Windstream announced earlier this year that it is now offering YouTube TV to customers as an alternative to its traditional cable TV offering. The company has not yet fully ditched its traditional Kinetic TV offering, but this is a first step towards doing so. As more small cable operators look at the math of staying in the TV business, I’m expecting we’ll see a lot more ISPs considering the same transition. There are a lot of implications for converting traditional cable TV to a streaming service.

Regulatory. While regulation of traditional cable TV isn’t a massive burden, all regulatory requirements disappear with a conversion to a streaming service like YouTube TV. There are a several annual FCC filings required by cable operators that would disappear. If a cable operator is paying local franchise fees, they can avoid the monthly reporting of customers and revenues to local tax authorities.

Taxation.
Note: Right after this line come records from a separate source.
PR #643, opened 2026-03-13
Add wikis.yaml templating for gitops

### LINKED ISSUE #642: gitops: wikis.yaml URLs are host-specific but tracked as shared config
## Problem

`wikis.yaml` is tracked in the gitops repo as shared configuration, but the `url` field in each wiki entry is host-specific. For example, a production server uses `wiki.example.com` while a local dev instance uses `localhost`.

This means a developer who restores a backup, joins the gitops repo, and changes the URLs in `wikis.yaml` to `localhost` for local testing will push those localhost URLs to the shared repo if they ever stage `config/wikis.yaml`, overwriting the production URLs.

With the explicit `gitops add` command (#637), this is mitigated since files must be explicitly staged. But it's still a footgun — one careless `gitops add config/` overwrites prod URLs. And `gitops status` will always show `wikis.yaml` as modified on any host with different URLs, creating noise.

## Proposed Solution

Apply the same pattern used for `.env` → `env.template` + per-host `vars.yaml`:

1. Create `wikis.yaml.template` with `{{placeholders}}` for URLs
2. Store actual URLs in the per-host `hosts/{name}/vars.yaml`
3. Render `config/wikis.yaml` from the template on `gitops pull`
4. Add `config/wikis.yaml` to `.gitignore` (like `.env`)
5. Update `gitops init` and `gitops join` to extract URLs into vars and generate the template

### Example

**wikis.yaml.template** (tracked, shared):
```yaml
wikis:
  - id: main
    url: "{{wiki_url_main}}"
    name: My Wiki
  - id: docs
    url: "{{wiki_url_docs}}"
    name: Documentation
```

**hosts/prod/vars.yaml** (encrypted, per-host):
```yaml
wiki_url_main: wiki.example.com
wiki_url_docs: docs.example.com
```

**hosts/dev-alice/vars.yaml** (encrypted, per-host):
```yaml
wiki_url_main: localhost
wiki_url_docs: localhost/docs
```

On `gitops pull`, `config/wikis.yaml` is rendered from the template + host vars, then the Caddyfile is regenerated as usual.

cicalese:
## Summary

- During `gitops init`, extract host-specific wiki URLs from `config/wikis.yaml` into `wikis.yaml.template` with `{{wiki_url_<id>}}` placeholders
- The actual `config/wikis.yaml` is gitignored and rendered from the template + per-host vars on `gitops join` and `gitops pull`
- Follows the same pattern already used for `.env` / `env.template`
- Existing repos get `config/wikis.yaml` added to `.gitignore` automatically on next push (backfill via `requiredGitignoreEntries`)
- Updated gitops documentation to cover wiki URL templating
- Added integration test verifying template round-trip (placeholders in template, URLs in vars, gitignore, tracking)

This prevents `gitops push` from overwriting production wiki URLs when developing locally against a restored backup.

Fixes #642

## Test plan

- [x] Unit tests pass (`go test ./internal/gitops/...`) — round-trip extraction + rendering, empty wikis edge case
- [x] Integration test verifies `wikis.yaml.template` is created during `gitops init`, contains placeholders, vars capture URLs, gitignore works
- [x] Manual: `gitops init` on a wiki farm creates `wikis.yaml.template` with placeholders and adds URL vars to `hosts/<name>/vars.yaml`
- [x] Manual: `gitops join` on a second host renders `config/wikis.yaml` with the local host's URLs from vars
- [x] Manual: `gitops pull` re-renders `config/wikis.yaml` from template, flags restart if content changed
- [x] Backward compatible: repos without `wikis.yaml.template` continue to work (graceful no-op)

### DIFF
--- a/cmd/gitops/init.go
+++ b/cmd/gitops/init.go
@@ -184,7 +184,25 @@ func runInitBootstrap(installPath, hostName, role, repoURL, keyFile string, forc
 		return err
 	}
 
-	// 6. Read admin passwords and add to vars.
+	// 6. Extract wikis.yaml template.
+	wikisContent, err := gitops.LoadWikisYAML(installPath)
+	if err != nil {
+		return err
+	}
+	if wikisContent != "" {
+		wikisTemplate, wikisVars, err := gitops.ExtractWikisTemplate(wikisContent)
+		if err != nil {
+			return err
+		}
+		if err := gitops.SaveWikisTemplate(installPath, wikisTemplate); err != nil {
+			return err
+		}
+		for k, v := range wikisVars {
+			vars[k] = v
+		}
+	}
+
+	// 7. Read admin passwords and add to vars.
 	passwords, err := gitops.ReadAdminPasswords(installPath)
 	if err != nil {
 		logging.Print(fmt.Sprintf("Warning: could not read admin passwords: %v\n", err))
@@ -193,7 +211,7 @@ func runInitBootstrap(installPath, hostName, role, repoURL, keyFile string, forc
 		vars["admin_password_"+wikiID] = password
 	}
 
-	// 7. Create hosts.yaml.
+	// 8. Create hosts.yaml.
 	// Use the Canasta ID from the installation registry if available.
 	canastaID := filepath.Base(installPath)
 	details, detailsErr := config.GetDetails(canastaID)
@@ -214,17 +232,17 @@ func runInitBootstrap(installPath, hostName, role, repoURL, keyFile string, forc
 		return err
 	}
 
-	// 8. Save vars.yaml.
+	// 9. Save vars.yaml.
 	if err := gitops.SaveVars(installPath, hostName, vars); err != nil {
 		return err
 	}
 
-	// 9. Save local host identity.
+	// 10. Save local host identity.
 	if err := gitops.SaveLocalHost(installPath, hostName); err != nil {
 		return err
 	}
 
-	// 10. Convert extensions and skins to submodules.
+	// 11. Convert extensions and skins to submodules.
 	if err := convertToSubmodules(installPath, "extensions"); err != nil {
 		fmt.Printf("Warning: could not convert extensions to submodules: %v\n", err)
 	}
@@ -232,7 +250,7 @@ func runInitBootstrap(installPath, hostName, role, repoURL, keyFile string, forc
 		fmt.Printf("Warning: could not convert skins to submodules: %v\n", err)
 	}
 
-	// 11. Initial commit.
+	// 12. Initial commit.
 	if err := gitops.AddAll(installPath); err != nil {
 		return err
 	}
@@ -241,7 +259,7 @@ func runInitBootstrap(installPath, hostName, role, repoURL, keyFile string, forc
 		return err
 	}
 
-	// 12. Add remote and push.
+	// 13. Add remote and push.
 	if err := gitops.AddRemote(installPath, "origin", repoURL); err != nil {
 		return err
 	}
@@ -495,6 +513,7 @@ var requiredGitignoreEntries = []struct {
 	comment string
 }{
 	{"config/backup/", "# Database dumps created by canasta backup"},
+	{"config/wikis.yaml", "# Rendered from wikis.yaml.template — host-specific URLs"},
 }
 
 // ensureGitignoreEntries appends any missing required entries to the repo's
--- a/cmd/gitops/join.go
+++ b/cmd/gitops/join.go
@@ -133,6 +133,21 @@ func runInitJoin(installPath, hostName, role, repoURL, keyFile string) error {
 			strings.Join(missing, "=... ")+"=...")
 	}
 
+	// Extract wiki URLs from the local wikis.yaml into vars.
+	wikisContent, err := gitops.LoadWikisYAML(installPath)
+	if err != nil {
+		return err
+	}
+	if wikisContent != "" {
+		_, wikisVars, err := gitops.ExtractWikisTemplate(wikisContent)
+		if err != nil {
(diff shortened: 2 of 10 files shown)


yaronkoren:
This is conceptually a little confusing - if GitOps is not used, then wikis.yaml is an actual settings file that can be edited, directly or indirectly; but if GitOps is used, then it becomes just an auto-generated file that should basically be ignored? If that's true, then what happens if the use of GitOps is removed - will the wikis.yaml.template setup still work?

Instead of a separate template file, what about just allowing variables directly in wikis.yaml - could that work?

cicalese:
Reply from Claude:

**On the conceptual confusion:** This is the same pattern already used for `.env` / `env.template`, which was implemented before this PR. Without gitops, `.env` and `wikis.yaml` are edited directly. With gitops, both become auto-generated from their templates and are gitignored. The `wikis.yaml` templating just follows the established convention.

**On removing gitops:** If gitops is removed, `wikis.yaml` still exists with the correct rendered values and continues to work normally. The `wikis.yaml.template` file just sits there unused. No breakage.

**On using variables directly in wikis.yaml:** The core problem is git's working tree. If `wikis.yaml` contained placeholders in git but real values locally, then after every `gitops pull` or `gitops join` renders the file, `git status` would show `wikis.yaml` as modified — permanently. This makes it impossible to distinguish real changes from the expected template-vs-rendered difference, and `gitops status` / `gitops diff` become unreliable.

Possible workarounds (swap-and-restore on push, git clean/smudge filters, `--assume-unchanged`) all add significant complexity and fragility compared to the current approach. The separate template file keeps things clean: the template (with placeholders) is tracked in git, the rendered file (with real values) is gitignored, and `git status` is always accurate.

The "two files" pattern (tracked template + gitignored real file) is well-established — `.env` / `.env.example` is standard in most frameworks. The conceptual shift ("this file is now auto-generated under gitops") is real, but it already existed for `.env` before this PR.

yaronkoren:
Right, I wish I had noticed that .env.template thing before. :)

Just to be clear - for variables in wikis.yaml, I meant that the variables would remain there, not that they would get substituted in (which would indeed be a bad idea). Or is having that use of variables inefficient, since it would mean that multiple files would have to be read on every page load?

cicalese:
Reply from Claude:

The idea of keeping variables like `{{wiki_url_mywiki}}` in `wikis.yaml` permanently and resolving them at runtime is interesting, but the main issue is architectural: `wikis.yaml` is read by `FarmConfigLoader.php` at runtime, and PHP currently has zero knowledge of the gitops variable system. The variable values live in `hosts/<hostname>/vars.yaml` inside the gitops repo — a location PHP doesn't know about and shouldn't need to.

Making this work would mean:

1. Teaching PHP about gitops variables (coupling the MediaWiki runtime to CLI/gitops concerns)
2. Making the variable values available somewhere PHP can find them (a new file, or injecting them into the container environment)
3. Having two different variable resolution patterns — `.env` can't do this (docker-compose doesn't support variable indirection from external files), so `.env` would still need the template approach

It's a cleaner separation to keep variable resolution entirely in the CLI layer (which already owns the gitops workflow) rather than splitting it across CLI and PHP.

yaronkoren:
Alright. I suppose it's too late, since the architecture is already in place, but isn't it weird that the GitOps code has its own templating/variable system? Of course, this system is _helpful_ when using GitOps, but couldn't it be helpful in other circumstances as well? Couldn't two separate Canasta instances want to have variations on the same wikis.yaml file, even if you don't use GitOps? (I admit that using Git would be the ideal solution.)

I suppose I have a broader confusion, centered around Claude's statement that "The variable values live in `hosts/<hostname>/vars.yaml` inside the gitops repo". What is this gitops repo? And does it contain a bunch of YAML files? I thought the CLI GitOps commands were basically just wrappers around Git. (Should have looked at the patches more closely.)

cicalese:
(This is actually Cindy.)

> Alright. I suppose it's too late, since the architecture is already in place, but isn't it weird that the GitOps code has its own templating/variable system? Of course, this system is _helpful_ when using GitOps, but couldn't it be helpful in other circumstances as well? Couldn't two separate Canasta instances want to have variations on the same wikis.yaml file, even if you don't use GitOps? (I admit that using Git would be the ideal solution.)

If they are two separate Canasta instances, though, they will have separate config directories. I'm not at all clear on what the benefit of a template would be in that case without git.

> I suppose I have a broader confusion, centered around Claude's statement that "The variable values live in `hosts/<hostname>/vars.yaml` inside the gitops repo". What is this gitops repo?

The GitHub repo that the admin created for use with the gitops feature.

> And does it contain a bunch of YAML files? I thought the CLI GitOps commands were basically just wrappers around Git. (Should have looked at the patches more closely.)

Did you read the gitops guide, especially https://docs.canasta.wiki/guide/gitops/#repository-structure and the two sections right before that? Hopefully that will clarify what the repo contains and a bit more of the rationale. I also created https://notes.amethyst-ck.com/wiki/Setting_up_a_local_Canasta_dev_copy to communicate a development workflow to other team members on a wiki where there are multiple admins and this approach is being used to support the multi-editor/multi-wiki farm process.

Also, https://github.com/cicalese/test-gitops is a repo I set up to test the functionality (prior to this PR). It is public, but normally one would create such a repo as private.

yaronkoren:
Thanks for this explanation. These two guides (and your explanation here) are certainly helpful. Still, it looks to me like the Canasta documentation could make it clearer which files/directories are _specific_ to GitOps - I don't see that information on that page.

Anyway, given that this current setup works, and that you (and Claude) feel strongly that it's the right solution, this seems like the right approach to take.

yaronkoren (approved):

PR #653, opened 2026-03-15
Standardize flags-first argument style in maintenance subcommands

### LINKED ISSUE #652: Standardize flags-first argument style in maintenance subcommands
## Problem

The maintenance subcommands (`script`, `exec`, `extension`) handle flags and positional arguments inconsistently:

- **`extension`** correctly uses `SetInterspersed(false)` so flags must come before positional arguments, but Cobra's auto-generated usage line shows `[flags]` at the end, which is misleading.
- **`script`** requires the script name and arguments to be quoted as a single argument. It could use `SetInterspersed(false)` like `extension` to allow unquoted arguments.
- **`exec`** requires `--` to separate flags from the container command. With `SetInterspersed(false)`, the `--` would be unnecessary in most cases.

With `SetInterspersed(false)`, flags placed after the first positional argument are silently treated as positional arguments, so `[flags]` at the end of the usage line is demonstrably wrong.

## Proposed fix

1. Add `SetInterspersed(false)` to `script` and `exec`, matching `extension`
2. Use `DisableFlagsInUseLine: true` and put `[flags]` before positional args in the `Use` string for all three
3. Update `script` to accept `ArbitraryArgs` instead of a single quoted argument
4. Update `exec` examples to show the simpler form without `--`
5. Update long descriptions and examples to document flags-first style consistently

cicalese:
Closes #652

## Summary

- Add `SetInterspersed(false)` to `canasta maintenance script` and `canasta maintenance exec`, matching `canasta maintenance extension`'s existing behavior — flags must come before positional arguments
- Use `DisableFlagsInUseLine` with `[flags]` placed before positional args in the `Use` string for all three `canasta maintenance` subcommands, accurately reflecting the required ordering
- `canasta maintenance script` no longer requires quotes around the script name and arguments (uses `ArbitraryArgs` instead of `RangeArgs(0, 1)`)
- `canasta maintenance exec` no longer requires `--` to separate flags from the container command
- Updated long descriptions and examples for all three subcommands

## Test plan

- [x] Unit tests pass (`go test ./cmd/maintenance/...`)
- [x] Manual: `canasta maintenance script --help` shows `[flags]` before positional args
- [x] Manual: `canasta maintenance exec --help` shows `[flags]` before positional args
- [x] Manual: `canasta maintenance extension --help` shows `[flags]` before positional args

### DIFF
--- a/cmd/maintenance/exec.go
+++ b/cmd/maintenance/exec.go
@@ -15,14 +15,18 @@ func newExecCmd(instance *config.Installation) *cobra.Command {
 	var service string
 
 	cmd := &cobra.Command{
-		Use:   "exec [-- command ...]",
-		Short: "Execute a command in a running container",
+		Use:                   "exec [flags] [command ...]",
+		DisableFlagsInUseLine: true,
+		Short:                 "Execute a command in a running container",
 		Long: `Execute a command or open an interactive shell in a running container
 of a Canasta installation.
 
 With no arguments and no --service flag, lists the running services.
 With --service (or -s) and no command, opens an interactive bash shell.
-With --service and a command after --, runs that command.
+With --service and a command, runs that command.
+
+Flags (-i, -s) must come before the command. Everything after the first
+non-flag argument is treated as the command and its arguments.
 
 The default service is "web" (the MediaWiki container).`,
 		Example: `  # List running services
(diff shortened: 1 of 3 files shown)


yaronkoren (approved):
Great syntax improvement!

The biggest external change from such a conversion would be that the cable operator no longer has to collect and remit local franchise fees assessed on cable service which vary across the country between 3% and 6%. The cost of collecting taxes and fees and of dealing with tax authorities disappears for the cable operator.

The biggest implication of this change is that local communities could see franchise fees dry up overnight. I would expect a cable provider like Windstream to withdraw and cancel their franchise agreements if they fully adopt YouTube TV. If the primary cable provider in a town makes this conversion, then franchise fee payments dry up immediately. Franchise fees are an important part of balancing local government budgets, particularly in smaller towns.

Cancelling franchise agreements also means that all of the local obligations that come with a cable franchise disappear. The cable provider would no longer provide a PEG channel to show local government meetings and other local content. Any subsidies for local government iNets for bringing connectivity to city halls and schools would disappear.

Operational. There are huge operational savings for ISPs that make this conversion. Most of my clients that offer cable TV tell me that 60% or more of calls to customer service are about the cable product. Eliminating traditional cable means reducing customer service calls and reducing truck rolls.

Getting out of the traditional cable business also means getting out of the settop box business. There is a huge operational savings from not having to keep a settop box inventory and keeping boxes operational. Installations get much easier when there is no settop box to connect.

Broadcast Fees. There are also implications for the larger cable market. Online services like YouTube TV are not required to comply with FCC channel lineups and they can offer whatever packages they negotiate with programmers. This means many networks will no longer be carried and will lose the revenue for every customer that makes this conversion. This becomes cord cutting at the corporate level and as 200-channel lineups get shrunk to 70 channels, a lot of monthly fees to programmers evaporate.

If you look at the YouTube TV line-up, you’ll see the most popular networks. For example, the service includes the primary Discovery channel, but not all of the ancillary Discovery channels that come with a traditional TV subscription. This is true throughout the line-up as the service concentrates on the most-popular channels only.

Profitability. The biggest change is to profitability. I expect that if Windstream fully calculated the cost of being in the cable business that they would show no margin or a negative margin. All of the ancillary costs of extra truck rolls, dealing with settop boxes, tracking and reporting franchise fees and taxes, etc. can add up.

I don’t know what YouTube TV will pay to a cable provider like Windstream, but it can’t be much – no more than a few pennies on the dollar. Nobody would make this transition to get rich from the commission fees, but rather to avoid the costs and the hassles of remaining in the traditional cable business.